• Work to complete: Go through the records line by line. Report how many lines contain "always", with nothing else.
(Source data)
PR #89, opened 2022-01-27
Feat/billable field to createtaskform

oskarikerppo:
Depends on  #88

### DIFF
--- a/components/form/TaskForm.tsx
+++ b/components/form/TaskForm.tsx
@@ -1,19 +1,20 @@
 import { useUpdateTasks } from '@/lib/hooks/useTasks';
 import { Project, Task } from '@/lib/types/apiTypes';
 import { FormBase } from '@/lib/types/forms';
-import { FormControl, FormLabel, Input, FormErrorMessage, Button, Box } from '@chakra-ui/react';
+import { FormControl, FormLabel, Input, FormErrorMessage, Button, Box, Flex, Checkbox } from '@chakra-ui/react';
 import React, { useState } from 'react';
 import ErrorAlert from '../common/ErrorAlert';
 
-type TaskFields = Partial<Task> & { project: Project };
+type TaskFields = Partial<Task> & { project: Project; billable: boolean };
 
 const validateTaskFields = (fields: TaskFields, projectId: number): Task => {
-    const { name, project } = fields;
-    if (name) {
+    const { name, project, billable } = fields;
+    if (name && billable !== undefined) {
         return {
             ...fields,
             project: { ...project, id: projectId },
             name,
+            billable,
         };
     } else {
         throw 'Invalid task form: missing required fields';
@@ -28,6 +29,7 @@ type TaskFormProps = FormBase<Task> & {
 export function CreateTaskForm({ project, projectId, afterSubmit, onCancel }: TaskFormProps): JSX.Element {
     const [taskFields, setTaskFields] = useState<TaskFields>({
         project: project,
+        billable: true,
     });
     const { postTask } = useUpdateTasks();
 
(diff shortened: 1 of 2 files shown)


mapehe (changes requested):
call

mapehe (approved):
LGTM

components/form/TaskForm.tsx
```diff
@@ -73,6 +74,20 @@ export function CreateTaskForm({ project, projectId, afterSubmit, onCancel }: Ta
                         }
                     />
                 </FormControl>
+                <FormControl py="0.5rem">
+                    <Flex flexDirection={'row'} alignItems={'baseline'}>
+                        <FormLabel>Billable</FormLabel>
+                        <Checkbox
+                            defaultChecked={true}
+                            onChange={(e) =>
```
mapehe, line 82: This doesn't work

mapehe (changes requested):

mapehe:
The form is [initialized](https://github.com/three-consulting/epoc-frontend/blob/1543acf10e3b6ab76b5444c4b6f52f467b67dd2b/components/form/TaskForm.tsx#L30-L32) incorrectly. In
```typescript
useState<TaskFields>({
        project: project,
    });
```
the object that is given as an argument to `useState<TaskFields>` represents the default state of the form. If you want the `billable` field to be checked by default, set
```
useState<TaskFields>({
        project: project,
        billable: true
    });
```

components/form/TaskForm.tsx
```diff
@@ -1,19 +1,20 @@
...
 import React, { useState } from 'react';
 import ErrorAlert from '../common/ErrorAlert';
 
 type TaskFields = Partial<Task> & { project: Project };
 
 const validateTaskFields = (fields: TaskFields, projectId: number): Task => {
-    const { name, project } = fields;
-    if (name) {
+    const { name, project, billable } = fields;
+    if (name && billable) {
```
mapehe, line 12: This always fails when `billable` is `false`. Should have `billable !== undefined`

components/form/TaskForm.tsx
```diff
@@ -1,19 +1,20 @@
 import { useUpdateTasks } from '@/lib/hooks/useTasks';
 import { Project, Task } from '@/lib/types/apiTypes';
 import { FormBase } from '@/lib/types/forms';
-import { FormControl, FormLabel, Input, FormErrorMessage, Button, Box } from '@chakra-ui/react';
+import { FormControl, FormLabel, Input, FormErrorMessage, Button, Box, Flex, Checkbox } from '@chakra-ui/react';
 import React, { useState } from 'react';
 import ErrorAlert from '../common/ErrorAlert';
 
 type TaskFields = Partial<Task> & { project: Project };
```
mapehe, line 8: It would probably be a good idea to edit this type to
```
type TaskFields = Partial<Task> & { project: Project, billable: boolean };
```

mapehe: This type represents the minimum information information that the initial state of a form must have. If we add `billable` field, it means that the form must always have `billable` set to something when it's initialized.

components/form/TaskForm.tsx
```diff
@@ -73,6 +75,20 @@ export function CreateTaskForm({ project, projectId, afterSubmit, onCancel }: Ta
                         }
                     />
                 </FormControl>
+                <FormControl py="0.5rem">
+                    <Flex flexDirection={'row'} alignItems={'baseline'}>
+                        <FormLabel>Billable</FormLabel>
+                        <Checkbox
+                            defaultIsChecked={taskFields.billable}
```
mapehe, line 82: The `defaultIsChecked` here is a mistake. The correct prop is `isChecked`.

mapehe (changes requested):

mapehe (approved):
Nice 💎

PR #110, opened 2022-01-28
feat: timesheets can be edited

oskarikerppo:


components/form/TimesheetForm.tsx
```diff
@@ -55,81 +55,151 @@ export function CreateTimesheetForm({
...
-            errorHandler(error as Error);
-        }
-    };
-
     const invalidAllocation =
         (timesheetFields.allocation && (timesheetFields.allocation < 0 || timesheetFields.allocation > 100)) || false;
 
+    const abortSubmission = onCancel ? onCancel : () => undefined;
+
+    const timesheetStatuses = { active: 'ACTIVE', inactive: 'INACTIVE', archived: 'ARCHIVED' };
```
(End Source data)
• Answer section: 2